Activity
For each line of the data below, test for "because". Report only the number of lines that pass.

Data entries

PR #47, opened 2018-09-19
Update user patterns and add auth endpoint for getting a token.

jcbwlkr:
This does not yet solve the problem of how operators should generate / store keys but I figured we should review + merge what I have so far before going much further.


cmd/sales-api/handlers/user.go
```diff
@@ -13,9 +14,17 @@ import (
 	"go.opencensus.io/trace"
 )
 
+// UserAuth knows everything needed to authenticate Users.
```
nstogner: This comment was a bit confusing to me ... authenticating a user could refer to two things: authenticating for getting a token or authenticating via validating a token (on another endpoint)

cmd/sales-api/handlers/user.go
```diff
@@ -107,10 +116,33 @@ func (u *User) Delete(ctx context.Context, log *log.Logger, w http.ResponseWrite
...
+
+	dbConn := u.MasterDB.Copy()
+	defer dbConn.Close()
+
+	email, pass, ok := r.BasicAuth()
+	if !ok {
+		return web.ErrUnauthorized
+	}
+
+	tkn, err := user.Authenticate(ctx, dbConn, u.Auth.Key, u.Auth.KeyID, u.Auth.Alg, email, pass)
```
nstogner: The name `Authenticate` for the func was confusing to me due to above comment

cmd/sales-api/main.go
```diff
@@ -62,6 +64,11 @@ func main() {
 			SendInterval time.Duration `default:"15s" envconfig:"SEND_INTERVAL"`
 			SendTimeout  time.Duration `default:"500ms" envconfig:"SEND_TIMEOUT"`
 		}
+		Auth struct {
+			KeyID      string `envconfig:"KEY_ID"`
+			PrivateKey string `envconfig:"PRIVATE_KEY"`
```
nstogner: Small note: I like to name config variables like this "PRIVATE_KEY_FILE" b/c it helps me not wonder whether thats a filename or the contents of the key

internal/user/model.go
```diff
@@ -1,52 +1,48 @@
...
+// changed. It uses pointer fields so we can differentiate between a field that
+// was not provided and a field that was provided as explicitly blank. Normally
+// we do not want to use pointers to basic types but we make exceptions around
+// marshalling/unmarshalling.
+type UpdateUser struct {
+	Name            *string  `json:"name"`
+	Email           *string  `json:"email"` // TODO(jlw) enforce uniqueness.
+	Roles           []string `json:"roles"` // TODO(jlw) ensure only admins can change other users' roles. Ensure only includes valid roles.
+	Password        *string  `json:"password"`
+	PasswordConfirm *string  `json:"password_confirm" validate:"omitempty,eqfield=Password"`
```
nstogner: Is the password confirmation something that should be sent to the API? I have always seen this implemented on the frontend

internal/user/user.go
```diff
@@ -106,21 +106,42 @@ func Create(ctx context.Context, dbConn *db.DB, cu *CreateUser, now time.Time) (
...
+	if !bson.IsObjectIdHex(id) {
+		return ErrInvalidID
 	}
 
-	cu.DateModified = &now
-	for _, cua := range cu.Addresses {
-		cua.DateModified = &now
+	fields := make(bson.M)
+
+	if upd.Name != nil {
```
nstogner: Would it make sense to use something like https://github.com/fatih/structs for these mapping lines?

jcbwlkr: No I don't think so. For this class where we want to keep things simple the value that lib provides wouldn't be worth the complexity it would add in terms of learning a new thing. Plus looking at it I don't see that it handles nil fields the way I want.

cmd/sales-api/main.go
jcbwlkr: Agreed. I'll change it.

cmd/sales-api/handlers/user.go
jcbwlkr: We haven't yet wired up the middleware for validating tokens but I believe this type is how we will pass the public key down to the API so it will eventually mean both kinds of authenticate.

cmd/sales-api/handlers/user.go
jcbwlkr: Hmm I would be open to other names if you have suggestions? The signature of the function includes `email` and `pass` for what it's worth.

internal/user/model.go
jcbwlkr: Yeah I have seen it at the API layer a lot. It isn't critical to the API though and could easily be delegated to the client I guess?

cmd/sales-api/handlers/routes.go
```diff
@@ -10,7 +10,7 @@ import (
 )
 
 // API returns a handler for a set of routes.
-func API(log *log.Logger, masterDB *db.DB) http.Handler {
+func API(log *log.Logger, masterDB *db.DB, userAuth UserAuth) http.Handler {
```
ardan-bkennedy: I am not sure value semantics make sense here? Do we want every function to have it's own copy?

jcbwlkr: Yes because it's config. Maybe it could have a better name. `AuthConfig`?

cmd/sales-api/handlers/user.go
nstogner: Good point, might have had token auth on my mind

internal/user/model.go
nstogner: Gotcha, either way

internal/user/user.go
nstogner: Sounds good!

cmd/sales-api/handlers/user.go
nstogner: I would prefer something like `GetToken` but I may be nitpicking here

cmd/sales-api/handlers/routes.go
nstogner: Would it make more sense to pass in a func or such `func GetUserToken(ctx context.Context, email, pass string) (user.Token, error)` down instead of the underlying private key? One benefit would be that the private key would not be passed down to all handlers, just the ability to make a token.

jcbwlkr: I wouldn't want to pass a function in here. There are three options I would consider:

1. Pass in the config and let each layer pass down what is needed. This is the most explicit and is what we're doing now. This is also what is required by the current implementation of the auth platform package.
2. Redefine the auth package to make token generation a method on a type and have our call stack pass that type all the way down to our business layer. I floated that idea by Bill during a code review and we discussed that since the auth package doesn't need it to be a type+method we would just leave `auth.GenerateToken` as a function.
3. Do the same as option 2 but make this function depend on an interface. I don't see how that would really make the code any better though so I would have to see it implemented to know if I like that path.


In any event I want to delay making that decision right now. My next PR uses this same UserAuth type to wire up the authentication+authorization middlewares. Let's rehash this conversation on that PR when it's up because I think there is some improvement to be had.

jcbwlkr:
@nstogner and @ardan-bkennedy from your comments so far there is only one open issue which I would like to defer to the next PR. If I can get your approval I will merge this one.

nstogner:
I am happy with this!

...

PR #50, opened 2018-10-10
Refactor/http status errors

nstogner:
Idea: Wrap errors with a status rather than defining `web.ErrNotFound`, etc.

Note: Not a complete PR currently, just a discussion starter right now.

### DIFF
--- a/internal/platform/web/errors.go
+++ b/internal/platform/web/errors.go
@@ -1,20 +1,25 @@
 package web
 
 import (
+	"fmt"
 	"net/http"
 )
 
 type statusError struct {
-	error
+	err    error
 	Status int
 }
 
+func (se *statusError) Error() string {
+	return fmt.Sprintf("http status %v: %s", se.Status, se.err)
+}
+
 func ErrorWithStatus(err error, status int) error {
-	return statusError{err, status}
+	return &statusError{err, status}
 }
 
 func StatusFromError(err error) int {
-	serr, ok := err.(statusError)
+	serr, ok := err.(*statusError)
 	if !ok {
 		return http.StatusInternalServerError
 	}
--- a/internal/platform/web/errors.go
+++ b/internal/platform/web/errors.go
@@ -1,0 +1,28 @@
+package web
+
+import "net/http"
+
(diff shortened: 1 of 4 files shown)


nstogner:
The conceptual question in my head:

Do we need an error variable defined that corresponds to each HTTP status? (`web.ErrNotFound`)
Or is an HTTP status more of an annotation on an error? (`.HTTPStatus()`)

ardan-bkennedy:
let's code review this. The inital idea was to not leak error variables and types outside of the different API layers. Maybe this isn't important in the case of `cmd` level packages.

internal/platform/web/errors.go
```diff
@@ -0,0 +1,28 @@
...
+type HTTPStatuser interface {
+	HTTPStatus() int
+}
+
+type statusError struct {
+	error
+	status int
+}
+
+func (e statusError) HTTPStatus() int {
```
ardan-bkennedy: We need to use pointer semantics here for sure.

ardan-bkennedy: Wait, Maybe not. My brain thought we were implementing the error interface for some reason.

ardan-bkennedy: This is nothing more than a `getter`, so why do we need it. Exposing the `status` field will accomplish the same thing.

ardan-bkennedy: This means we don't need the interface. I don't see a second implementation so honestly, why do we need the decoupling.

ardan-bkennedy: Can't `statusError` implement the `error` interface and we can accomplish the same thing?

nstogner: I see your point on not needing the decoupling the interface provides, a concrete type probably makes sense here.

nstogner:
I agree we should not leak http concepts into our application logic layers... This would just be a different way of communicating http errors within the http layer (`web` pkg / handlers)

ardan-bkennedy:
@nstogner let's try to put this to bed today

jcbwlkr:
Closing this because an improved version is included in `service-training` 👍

* * *

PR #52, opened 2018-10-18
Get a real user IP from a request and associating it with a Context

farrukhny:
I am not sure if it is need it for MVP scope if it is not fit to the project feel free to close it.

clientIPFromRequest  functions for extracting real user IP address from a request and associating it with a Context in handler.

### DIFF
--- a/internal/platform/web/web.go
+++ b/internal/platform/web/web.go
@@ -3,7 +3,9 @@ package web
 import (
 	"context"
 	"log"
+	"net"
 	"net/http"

Solution below
3